══ SUPPLIED ENTRIES

PR #2344, opened 2025-12-01
fix: propagate DebugLevel through config comparison chain

JeremyTheocharis:
### Problem

Changing `debug_level` in config.yaml did not always trigger bridge restarts. Specifically:
- ✅ Changing `debug_level: false` → `true` worked
- ❌ **Adding** `debug_level: true` when field was not present did NOT trigger restart
- ❌ **Removing** `debug_level` field did NOT trigger restart

### Root Cause

The config comparison chain for "observed" (deployed) config was broken:

```
benthos.yaml → BenthosServiceConfig         ✅ DebugLevel read from file
            → DataflowComponentServiceConfig ❌ DebugLevel NOT copied (Bug #1)
            → ProtocolConverterRuntimeConfig ❌ DebugLevel NOT copied (Bug #2)
```

Because `FromBenthosServiceConfig()` did not copy `DebugLevel`, the observed config always had `DebugLevel=false` (Go zero value). This meant:
- Adding `debug_level: true` → compared `true` vs `false` → should detect change, but...
- The comparison happened at the wrong layer, so the S6 config diff check could not see it

### Fix

Two one-line additions to complete the propagation chain:

**1. `pkg/config/dataflowcomponentserviceconfig/utils.go:60`**
```go
DebugLevel: benthos.DebugLevel,
```

**2. `pkg/config/protocolconverterserviceconfig/config_customized.go:88`**
```go
DebugLevel: dfcRead.DebugLevel,
```

### Testing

════

• INSTRUCTIONS FOR THE TASK: Produce a word-for-word restatement of all the records.

• SOLUTION TO THIS EXERCISE:
PR #2344, opened 2025-12-01
fix: propagate DebugLevel through config comparison chain

JeremyTheocharis:
### Problem

Changing `debug_level` in config.yaml did not always trigger bridge restarts. Specifically:
- ✅ Changing `debug_level: false` → `true` worked
- ❌ **Adding** `debug_level: true` when field was not present did NOT trigger restart
- ❌ **Removing** `debug_level` field did NOT trigger restart

### Root Cause

The config comparison chain for "observed" (deployed) config was broken:

```
benthos.yaml → BenthosServiceConfig         ✅ DebugLevel read from file
            → DataflowComponentServiceConfig ❌ DebugLevel NOT copied (Bug #1)
            → ProtocolConverterRuntimeConfig ❌ DebugLevel NOT copied (Bug #2)
```

Because `FromBenthosServiceConfig()` did not copy `DebugLevel`, the observed config always had `DebugLevel=false` (Go zero value). This meant:
- Adding `debug_level: true` → compared `true` vs `false` → should detect change, but...
- The comparison happened at the wrong layer, so the S6 config diff check could not see it

### Fix

Two one-line additions to complete the propagation chain:

**1. `pkg/config/dataflowcomponentserviceconfig/utils.go:60`**
```go
DebugLevel: benthos.DebugLevel,
```

**2. `pkg/config/protocolconverterserviceconfig/config_customized.go:88`**
```go
DebugLevel: dfcRead.DebugLevel,
```

### Testing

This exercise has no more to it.